Real-time Coordination of Cascaded Hydroelectric Generation under Decision-Dependent Uncertainties

TL;DR

This paper introduces a real-time control policy for cascaded hydropower systems that models decision-dependent uncertainties to improve energy output and system reliability through adaptive risk management.

Contribution

It develops a novel framework that explicitly models decision-dependent uncertainties and proposes a tractable optimization algorithm for resilient hydropower operation.

Findings

Enhanced energy generation and reservoir reliability demonstrated in case study.

Adaptive risk allocation improves system resilience under drought conditions.

Method converges and aligns with Bonferroni approximation in steady state.

Abstract

This paper proposes a real-time control policy for cascaded hydropower systems that incorporates decision-dependent uncertainty (DDU) to capture the coupling of streamflow uncertainties across the network.

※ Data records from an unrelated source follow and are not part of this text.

PR #209, opened 2015-04-23
Interpret Colordrawable objects

joeatwork:
A special case to accomodate background colors.

### DIFF
--- a/src/main/java/com/mixpanel/android/viewcrawler/EditProtocol.java
+++ b/src/main/java/com/mixpanel/android/viewcrawler/EditProtocol.java
@@ -3,6 +3,7 @@ package com.mixpanel.android.viewcrawler;
 import android.content.res.Resources;
 import android.graphics.Bitmap;
 import android.graphics.drawable.BitmapDrawable;
+import android.graphics.drawable.ColorDrawable;
 import android.graphics.drawable.Drawable;
 import android.util.Log;
 import android.util.Pair;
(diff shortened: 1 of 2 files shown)


src/main/java/com/mixpanel/android/viewcrawler/EditProtocol.java
```diff
@@ -342,7 +343,13 @@ private Object convertArgument(Object jsonArgument, String type, List<String> as
             } else if ("float".equals(type) || "java.lang.Float".equals(type)) {
                 return ((Number) jsonArgument).floatValue();
             } else if ("android.graphics.drawable.Drawable".equals(type)) {
```
yinfeiru: can you do
`else if ("android.graphics.drawable.Drawable".equals(type) || "android.graphics.drawable.BitmapDrawable".equals(type)) {...}`

src/main/java/com/mixpanel/android/viewcrawler/EditProtocol.java
```diff
@@ -351,11 +358,11 @@ private Object convertArgument(Object jsonArgument, String type, List<String> as
         }
     }
 
-    private Drawable readDrawable(JSONObject description, List<String> assetsLoaded)
```
yinfeiru: Why do you change readDrawable to readBitmapDrawable?

joeatwork: I think choosing to interpret Drawable as a particular subclass was a mistake I made in the earlier protocol- the UI is smart enough to pick a concrete class (like BitmapDrawable or ColorDrawable) and it means that if we product NinepatchDrawables or ScaleDrawables or whatever in the future, it'll be a bit less confusing.

src/main/java/com/mixpanel/android/viewcrawler/EditProtocol.java
joeatwork: I wanted a good spot for the explanatory comment below- "This case is weird", as separate from the BitmapDrawable case.

yinfeiru: sounds good

yinfeiru:
Looks good to me

PR #210, opened 2015-04-24
Include the gradle wrapper in the repo since that's how it's meant to be distributed

marshallpierce:
Yes, even though it's a jar, it's really supposed to be in VCS! See the second paragraph of  http://gradle.org/docs/current/userguide/gradle_wrapper.html :)


joeatwork:
Right on! This will make things a lot easier to develop - thanks for the tip!

screen shot 2015-04-24 at 9 20 48 am

yinfeiru:
Thanks for letting us know! This is really valuable. I'll verify the whole thing and include it in the next release!

PR #213, opened 2015-04-30
Protocol id name instead

yinfeiru:
Use id name instead of id to make it more reliable.
I'm use "0" (for removal) and "-1" (for parent) because we have 2 special cases here and I don't want to have 2 more keys in the protocol.

### DIFF
--- a/src/main/java/com/mixpanel/android/viewcrawler/EditProtocol.java
+++ b/src/main/java/com/mixpanel/android/viewcrawler/EditProtocol.java
@@ -158,14 +158,14 @@ import java.util.List;
 
                     final String view_id_name = layout_info.getString("view_id_name");
                     final String anchor_id_name = layout_info.getString("anchor_id_name");
-                    final Integer view_id = reconcileIdsInPath(-1, view_id_name, mResourceIds);
+                    final Integer view_id = reconcileIds(-1, view_id_name, mResourceIds);
                     final Integer anchor_id;
                     if (anchor_id_name.equals("0")) {
                         anchor_id = 0;
                     } else if (anchor_id_name.equals("-1")) {
                         anchor_id = RelativeLayout.TRUE;
                     } else {
-                        anchor_id = reconcileIdsInPath(-1, anchor_id_name, mResourceIds);
+                        anchor_id = reconcileIds(-1, anchor_id_name, mResourceIds);
                     }
 
                     if (view_id == null || anchor_id == null) {
@@ -271,7 +271,7 @@ import java.util.List;
 
             final int targetId;
 
-            final Integer targetIdOrNull = reconcileIdsInPath(targetExplicitId, targetIdName, idNameToId);
+            final Integer targetIdOrNull = reconcileIds(targetExplicitId, targetIdName, idNameToId);
             if (null == targetIdOrNull) {
                 return NEVER_MATCH_PATH;
             } else {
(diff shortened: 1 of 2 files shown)


src/main/java/com/mixpanel/android/viewcrawler/EditProtocol.java
```diff
@@ -155,8 +155,22 @@ public Edit readEdit(JSONObject source) throws BadInstructionsException, CantGet
                 for (int i = 0; i < length; i++) {
                     JSONObject layout_info = args.optJSONObject(i);
                     ViewVisitor.LayoutRule params;
-                    params = new ViewVisitor.LayoutRule(layout_info.getInt("view_id"),
-                            layout_info.getInt("verb"), layout_info.getInt("anchor_id"));
+
+                    final Integer view_id = reconcileIdsInPath(-1, layout_info.getString("view_id"), mResourceIds);
```
joeatwork: Let's change the name of "view_id" to something like "view_id_name" if we're going to interpret it as a name. We should also probably change the name of `reconcileIdsInPath` since this call isn't in the path interpretation code.

src/main/java/com/mixpanel/android/viewcrawler/EditProtocol.java
```diff
@@ -155,8 +155,22 @@ public Edit readEdit(JSONObject source) throws BadInstructionsException, CantGet
...
+                    final Integer anchor_id;
+                    if (layout_info.getString("anchor_id").equals("0")) {
+                        anchor_id = 0;
+                    } else if (layout_info.getString("anchor_id").equals("-1")) {
+                        anchor_id = RelativeLayout.TRUE;
+                    } else {
+                        anchor_id = reconcileIdsInPath(-1, layout_info.getString("anchor_id"), mResourceIds);
```
joeatwork: We should also consider changing `"anchor_id"` to `"anchor_id_name"`

src/main/java/com/mixpanel/android/viewcrawler/EditProtocol.java
```diff
@@ -155,8 +155,22 @@ public Edit readEdit(JSONObject source) throws BadInstructionsException, CantGet
...
+                    }
+
+                    if (view_id == null || anchor_id == null) {
+                        continue;
```
joeatwork: This seems like an invalid message. While it probably isn't right to throw an exception (since we could have id names specified that we can't find for some reason, like multiple apps or versions reading the same decide messages) we should probably log when we're missing information, or we're getting directives for views that don't seem to exist.

joeatwork:
This looks *great*!

src/main/java/com/mixpanel/android/viewcrawler/EditProtocol.java
yinfeiru: 5c31491 good point

src/main/java/com/mixpanel/android/viewcrawler/EditProtocol.java
yinfeiru: e8fdca7

src/main/java/com/mixpanel/android/viewcrawler/EditProtocol.java
yinfeiru: e8fdca7 for view_id_name
4e924e8 for reconcileIds

joeatwork:
Fantastic! Merge this!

The framework jointly models exogenous forecast errors and endogenous uncertainty propagation, explicitly characterizing the dependence between upstream releases and downstream inflow variability through a heteroskedastic variance model conditioned on past errors, variance, and control actions. We formulate a joint chance-constrained optimization problem to ensure reliable system operation under uncertainty, and develop a tractable supporting hyperplane algorithm that enables explicit and adaptive risk allocation under DDU. We establish convergence of the proposed method and show that it recovers the Bonferroni approximation under steady-state conditions. A randomized case study based on Columbia River data demonstrates that the proposed framework improves both energy generation and reservoir reliability by accounting for DDU. Sensitivity analyses on drought severity and model parameters further highlight the value of adaptive risk allocation for resilient hydropower operations.